Summary
Antun Branko Šimić: Transformations - selected poems
In the longing for health, for physical power, in the range of psychic strength and physical weakness, a song of physicality was born, a song to the body, which makes up everything, outside of which there is no escape; a song to the corpse, the corpse, the flesh, the blood, the skin, the flesh, the murmur in the veins, the fires in the veins; a song to the body, which carries life and gives complete death. In that hymn to the body, in that wailing over the corpse, a cry, a scream, a prayer to God and final resignation, total doubt, emptiness, reconciliation are born from it and in it.

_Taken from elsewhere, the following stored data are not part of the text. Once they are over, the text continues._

PR #400, opened 2023-02-07
Bookbinder HWP binding

jlashner:
This PR adds functionality to the bookbinder which adds processed HWP data to books.

If the `hwp_root` is passed, this will load in the processed HWP g3 files, and use it to fill out the ancillary data files in books.

This tries to replicate the format described in the tod_format doc as closely as possible. For the negative integer values that report HWP conditions, I use a bitmask with flags for when the hwp is stationary, stable, etc. based on what's in the processed data file. I assume this is something people have opinions about so we should probably discuss the correct flags for this.

This makes a few other small changes in the bookbinder that I came across when testing:
- the `ancil` field is now added to ancillary frames even if there's no data (Matthew also noticed this in #388)
- G3Files are now properly closed with EndProcessing frames

I've tested this on a few books on simons1, but probably needs to be tested with the whole p10r2 archive. What is the best way to do this?

### DIFF
--- a/sotodlib/io/bookbinder.py
+++ b/sotodlib/io/bookbinder.py
@@ -6,6 +6,15 @@ from spt3g import core
 import numpy as np
 import itertools
 import yaml
+from scipy.interpolate import interp1d
+# 
+class HWPFlags:
+    STATIONARY = 2**0
+    UNLOCKED = 2**1
+    UNSTABLE = 2**2
+
+# Minum spin rate before we declare stationary
+MIN_HWP_RATE = 0.2  # Hz
 
 
 def pos2vel(p):
@@ -313,6 +322,7 @@ class FrameProcessor(object):
                  timing_system=False, **config):
         self.hkbundle = None
         self.smbundle = None
+        self.hwp_loader = None
         self.flush_time = None
         self.maxlength = config.get("maxlength", 10000)
         self.FLAGGED_SAMPLE_VALUE = config.get("flagged_sample_value", -1)
@@ -571,6 +581,33 @@ class FrameProcessor(object):
         if smurf_primary is not None:
             f['primary'] = smurf_primary
 
+        # Ancillary data object to be written to disk (co-sampled HK encoder data)
+        anc_data = core.G3TimesampleMap()
+        anc_data.times = smurf_data.times
+
+        ## Adds HWP data if present
+        if self.hwp_loader is not None:
+            ts = np.array(smurf_data.times) / core.G3Units.s
+            hwp_angle = self.hwp_loader.hwp_angle_interp(ts)
+            hwp_angle = np.mod(hwp_angle, 2*np.pi)
+
+            hwp_locked = self.hwp_loader.locked_interp(ts)
+            hwp_stable = self.hwp_loader.stable_interp(ts)
+            hwp_rate = self.hwp_loader.stable_interp(ts)
+
+            flags = np.zeros_like(hwp_angle, dtype=np.int32)
+            m = hwp_rate < MIN_HWP_RATE
+            flags[m] = np.bitwise_or(flags[m], HWPFlags.STATIONARY)
+            m = hwp_locked != 1
+            flags[m] = np.bitwise_or(flags[m], HWPFlags.UNLOCKED)
+            m = hwp_stable != 1
+            flags[m] = np.bitwise_or(flags[m], HWPFlags.UNSTABLE)
+
+            hwp_angle[flags != 0] = -flags[flags != 0]
+
+            anc_data['hwp_enc'] = core.G3VectorDouble(hwp_angle)
+
+
         try:
             hk_data = self.hkbundle.rebundle(flush_time)
         except AttributeError:
@@ -596,18 +633,14 @@ class FrameProcessor(object):
                 flag_smurfgap = np.logical_or(flag_smurfgap, np.logical_and(t > gap_start, t < gap_end))
             f['flag_smurfgap'] = core.G3VectorBool(flag_smurfgap)
 
-            # Ancillary data (co-sampled HK encoder data)
-            anc_data = core.G3TimesampleMap()
-            anc_data.times = smurf_data.times
             anc_data['az_enc'] = core.G3VectorDouble(cosamp_az)
             anc_data['el_enc'] = core.G3VectorDouble(cosamp_el)
-
-            # Write ancillary data to frame
-            f['ancil'] = anc_data
-
             self.determine_state(hk_data['Azimuth_Velocity'], hk_data['Elevation_Velocity'])
             f['state'] = self.current_state
+
         finally:
+            # Write ancillary data to frame
+            f['ancil'] = anc_data
             output += [f]
 
         return output
@@ -770,9 +803,11 @@ class Bookbinder(object):
     """
     def __init__(self, smurf_files, hk_files=None, out_root='.', book_id=None,
                  session_id=None, stream_id=None, start_time=None, end_time=None,
-                 smurf_timestamps=None, timing_system=False, verbose=True, **config):
+                 smurf_timestamps=None, timing_system=False, verbose=True, 
+                 hwp_root=None, **config):
         self._smurf_files = smurf_files
         self._hk_files = hk_files
+        self._hwp_root = hwp_root
         self._book_id = book_id
         self._out_root = out_root
         self._session_id = session_id
@@ -793,6 +828,9 @@ class Bookbinder(object):
         self.MAX_SAMPLES_PER_CHANNEL = self.MAX_SAMPLES_TOTAL // self.max_nchannels
         self.DEFAULT_TIME = core.G3Time(1e18)  # 1e18 = 2286-11-20T17:46:40.000000000 (in the distant future)
         self.OVERWRITE_ANCIL_FILE = config.get("overwrite_afile", False)
+        self.hwp_loader = None
+        self.ancil_writer = None
+        self.writer = None
 
         if isinstance(self._hk_files, str):
             self._hk_files = [self._hk_files]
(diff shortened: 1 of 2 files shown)


sotodlib/io/bookbinder.py
```diff
@@ -571,6 +582,37 @@ def flush(self, flush_time=None):
...
+                flags[m] = np.bitwise_or(flags[m], HWPFlags.UNLOCKED)
+                m = hwp_stable != 1
+                flags[m] = np.bitwise_or(flags[m], HWPFlags.UNSTABLE)
+                m = np.isnan(hwp_angle)
+                flags[m] = np.bitwise_or(flags[m], HWPFlags.NO_DATA)
+
+                hwp_angle[flags != 0] = -flags[flags != 0]
+            else:
+                hwp_angle = np.full(len(smurf_data.times), -HWPFlags.NO_DATA)
+
```
algadoreo, line 613: Perhaps this should be in its own method (e.g., `get_hwp_angles`), to avoid having too much in `flush`.

sotodlib/io/bookbinder.py
```diff
@@ -1034,6 +1090,14 @@ def compile_mfile_dict(self):
              'end_time':   self._end_time.time/core.G3Units.s,
              'n_frames':   self.frame_num,
              'n_samples':  self.sample_num}
+
+        if self.hwp_loader is not None:
+            if self.hwp_loader.hwp_angle_interp is not None:  # If there's data
+                hwp_rate = float(np.mean(self.hwp_loader.data['slow']['hwp_rate']))
```
algadoreo, line 1096: What’s the reason for the `float()` here?

sotodlib/io/bookbinder.py
```diff
@@ -1125,3 +1196,105 @@ def __call__(self):
...
+                times['slow'], data['slow']['locked'], bounds_error=False)
+            self.stable_interp = interp1d(
+                times['slow'], data['slow']['stable'], bounds_error=False)
+            self.hwp_rate_interp = interp1d(
+                times['slow'], data['slow']['hwp_rate'], bounds_error=False)
+        else:
+            self.hwp_angle_interp = None
+            self.locked_interp = None
+            self.stable_interp = None
+            self.hwp_rate_interp = None
```
algadoreo, line 1300: Do we anticipate needing this elsewhere? If so, might be good as a separate module/file in the sotodlib/io/ directory.

I usually put a newline at the end of my files out of habit, but I guess that’s not strictly necessary.

algadoreo (approved):
This looks good to me on a read-through. Since I don’t have anything to test it with, do you plan on adding a unit test to test_bookbinder.py? (Doesn’t have to be now.) Otherwise, my only comments are on the organizational aspects.

Also, thanks for adding the `EndProcessing` frame—I wasn’t aware that was a thing.

sotodlib/io/bookbinder.py
```diff
@@ -571,6 +582,37 @@ def flush(self, flush_time=None):
...
+        ## Adds HWP data if present
+        if self.hwp_loader is not None:
+            if self.hwp_loader.hwp_angle_interp is not None:
+                ts = np.array(smurf_data.times) / core.G3Units.s
+                hwp_angle = self.hwp_loader.hwp_angle_interp(ts)
+                hwp_angle = np.mod(hwp_angle, 2*np.pi)
+
+                hwp_locked = self.hwp_loader.locked_interp(ts)
+                hwp_stable = self.hwp_loader.stable_interp(ts)
+                hwp_rate = self.hwp_loader.stable_interp(ts)
```
guanyilun, line 598: typo? hwp_rate_interp?

sotodlib/io/imprinter.py
```diff
@@ -257,7 +257,7 @@ def register_books(self, bids, obs_lists, commit=True, session=None):
             self.register_book(session, bid, obs_list, commit=False)
         if commit: session.commit()
 
-    def bind_book(self, book, session=None, output_root="out", message=""):
+    def bind_book(self, book, session=None, output_root="out", message="", hwp_root=None):
```
guanyilun, line 260: I think I might prefer to no change to the function signature here because they need to be propagate downstream. Shouldn't hwp_root be already specified in the g3tsmurf config file which is stored in `self.sources[book.tel_tube]['g3tsmurf']`? This will be easier for downstream tasks.

guanyilun (changes requested):

sotodlib/io/bookbinder.py
```diff
@@ -1125,3 +1196,105 @@ def __call__(self):
...
+        Gets HWP files that may have data between start and stop time
+        """
+        files = []
+        for subdir in os.listdir(self.root_dir):
+            try:
+                tcode = int(subdir)
+            except:
+                continue
+
+            if not (((start//1e5) - 1) <= tcode <= stop//1e5):
```
guanyilun, line 1227: Why not stop//1e5 + 1?

sotodlib/io/bookbinder.py
```diff
@@ -1125,3 +1196,105 @@ def __call__(self):
...
+
+        files = np.array(sorted(files))
+        file_times = np.array([int(os.path.basename(f).split('.')[0]) for f in files])
+
+        m = (start <= file_times) & (file_times < stop)
+        if not np.any(m):
+            self.files = []
+            return self.files
+
+        # Add file before for good measure
```
guanyilun, line 1241: What about the file afterward?

sotodlib/io/bookbinder.py
```diff
@@ -1125,3 +1196,105 @@ def __call__(self):
...
+                if bname not in data:
+                    data[bname] = {
+                        k: [] for k in block.keys()
+                    }
+                    times[bname] = []
+
+                ts = np.array(block.times) / core.G3Units.s
+
+                # Includes a sec before and after for interpolation
+                m = ((start - 1) < ts) & (ts < (stop + 1))
```
guanyilun, line 1273: We should be careful about the assumption here. The start and stop times in bookbinder come from g3tsmurf db. @kmharrington 
could clarify how that timestamp is obtained. These timestamps often do not line up with the actual .times field, probably more so when timing system is on. Here it's assuming they can't be off by more than 1s. Is that a safe assumption?

sotodlib/io/bookbinder.py
jlashner: Sounds good, I can add this in a method of the HWPLoader

sotodlib/io/bookbinder.py
jlashner: I had to add this because mean returns a `np.float`, which isn't formatted well in yaml

sotodlib/io/bookbinder.py
jlashner: Ah I'm too spoiled by the autoformatter that Brian added in ocs/socs haha. I'll add it. I'm not sure how useful it is elsewhere in sotodlib, so I kind of think we should just keep it here for now since we can easily move it to a separate module later if that ends up being helpful

sotodlib/io/bookbinder.py
jlashner: Yep, typo, good catch

sotodlib/io/bookbinder.py
jlashner: My reasoning for these start time buffers is just because the sample with timestamp `t` will fall in a file timestamped before the time `t`. So we have to check the file before the start time, but the file after the end time shouldn't contain any samples that we care about.

However as you mention below, the timestamp in the filename may not actually be a lower bound for the samples in file, so you are right that we should probably include a buffer on the `stop` time also.

sotodlib/io/bookbinder.py
jlashner: Ah this is a really good point. Since there is this uncertainty, I think we may as well just use a much larger buffer, of like `30 sec` or so on each side.

sotodlib/io/bookbinder.py
algadoreo: In that case, could you add a brief comment for future viewers?

jlashner:
Great thanks for your comments! Just added a commit that addresses both of your feedback, so if you could re-review that would be awesome.

As far as testing goes, I could add unit tests for the HWPLoader class. I think one thing we're lacking is a end-to-end test of the bookbinder. One that generates a small fake data archive and attempts to run the `bind_book` function, which should cover a lot of the bookbinder class. Maybe we can add that in a separate PR?

guanyilun (approved):
looking good, thanks for the changes!

guanyilun:
> I think one thing we're lacking is a end-to-end test of the bookbinder. One that generates a small fake data archive and attempts to run the `bind_book` function, which should cover a lot of the bookbinder class. Maybe we can add that in a separate PR?

+1 for setting end-to-end testing for bookbinder

algadoreo:
I’m good with merging this. End-to-end testing is definitely outside the scope of this PR. If we’re going to make one though, we should include the other HK stuff since that has not been tested at all.

kmharrington (changes requested):
Two in-line comments then another question:

I see HWP rate in the `M_index.yaml`. Can we add an overall flag there as well. Something that we could build a database off of later for indexing what the HWP is doing. I think that it's basically going to be some level of all or any calls to the timestream flag you built. (What those flags mean also need to go into the tod2maps docs).

sotodlib/io/bookbinder.py
```diff
@@ -6,6 +6,16 @@
 import numpy as np
 import itertools
 import yaml
+from scipy.interpolate import interp1d
+# 
+class HWPFlags:
```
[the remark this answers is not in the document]
jlashner: This doesn't add an additional field for flags. In the tod_format docs it says that the `hwp_enc` field should be a float between [0, 2pi), and a negative integer to report any other conditions. So these flags are just used to determine what that negative integer should be.

I actually wasn't sure if these are actually good flags to use and wanted to open it up to a larger discussion, since I'm not so familiar with the HWP data and don't really know what goes into constructing the angle (to be honest I don't really know how "locked" and "stable" should be interpreted). Do you have any suggestions for what flags would be useful here?

jlashner:
Hi all, thanks for the great feedback! I was finally able to finish implementing changes.

I changed the HWPFlags based on my new understanding of what's in the level 2.5 HWP files, so we only are flagging if "stationary" (i.e. stable and not locked) and "no data" (i.e. not stable).

I also added the HWP rate taken once every 10 minutes to the meta file, along with a description to tell us whether the HWP is stationary, changing, or constant.

Let me know if there are any other issues!

kmharrington:
looks good to me. Sorry for the delay on the review

kmharrington (approved):
Looks good to me, sorry for the detail on the review.

jlashner:
Should we bother merging this since we decided to not include HWP data in the ancillary data files? I'm fine with just closing it.

kmharrington:
If the changes aren't breaking changes then I think I'd like to "keep this in our back pocket" so that if the plan changes again no one has to re-do all you've done.

PR #401, opened 2023-02-07
Imprinter: add support for timing system and its fallback

guanyilun:
This PR includes various small changes to imprinter to work with the timing updates. This completes the last missing piece of #357. Also fixes point 4 in #388.

### DIFF
--- a/sotodlib/io/imprinter.py
+++ b/sotodlib/io/imprinter.py
@@ -669,7 +669,7 @@ def stream_timestamp(obs_id):
         timestamp of the observation
 
     """
-    return "_".join(obs_id.split("_")[:-1]), obs_id.split("_")[-1]
+    return "_".join(obs_id.split("_")[1:-1]), obs_id.split("_")[-1]
 
 def get_obs_type(obs: G3tObservations):
     """Get the type of observation based on the observation id
--- a/sotodlib/io/imprinter.py
+++ b/sotodlib/io/imprinter.py
@@ -3,6 +3,7 @@ import numpy as np
 from collections import OrderedDict
 from typing import List
 import yaml, traceback
+import shutil
 
 import sqlalchemy as db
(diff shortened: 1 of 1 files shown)


kmharrington (commented):
What I see here looks good but I think I'm missing part of it. How does setting `book.timing = False` in the exception lead to the books getting Rebound in a different way?

guanyilun:
> What I see here looks good but I think I'm missing part of it. How does setting `book.timing = False` in the exception lead to the books getting Rebound in a different way?

Ah sorry for the confusion! Failed books will be automatically retried in the next run, so when it reruns it will be trying with timing=False.

kmharrington (approved):
Ok, great,  one new question. `REBIND` is saying "we have those books but we want to delete and re-write them." I am guessing that is something done for debugging / testing since we're fixing lots of things right now. If so, that's cool. 

But I want to make sure nothing is automatically tagging books as rebind and it's not something we plan to use in the field. Because "we will never remake books" once they've been passed off to the librarian is a pretty big tenant of the books.

guanyilun:
> Ok, great, one new question. `REBIND` is saying "we have those books but we want to delete and re-write them." I am guessing that is something done for debugging / testing since we're fixing lots of things right now. If so, that's cool.
> 
> But I want to make sure nothing is automatically tagging books as rebind and it's not something we plan to use in the field. Because "we will never remake books" once they've been passed off to the librarian is a pretty big tenant of the books.

You are right - they are only a manual handle to remake books when there's some major non-compatible changes in bookbinder. I don't expect to use this much in production, unless it's to resolve some specific failure mode. I've seen some failure mode where g3tsmurf db indexes files while Observations are being written to disk, which leads to Imprinter registering a book that's missing one wafer, in that case I expect to manually label them as rebind and let the imprinter maintanance bot (which runs daily) to handle those cases.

In that bodily crucifixion, he wrote the most profound poems about women in our literature.
(Ivan Goran Kovačić)
Although he published only one collection of poems during his lifetime (Transformations, 1920), A. B. Šimić managed to sublimate the hopes and frictions of the entire poetic experience of the era with his meteoric appearance and intense internal combustion in the space between bound and free verse. From youthful restlessness and brokenness, colored by Matos's impressionism, through spiritual anxiety and existential loneliness, tinted with the melancholy of German expressionism, to looking down from astral heights on the body of the poor and petty-bourgeois hypocrisy - Šimić's lyrics of extreme subjectivism are a mirror of man's impotence before the key questions of life and the universe.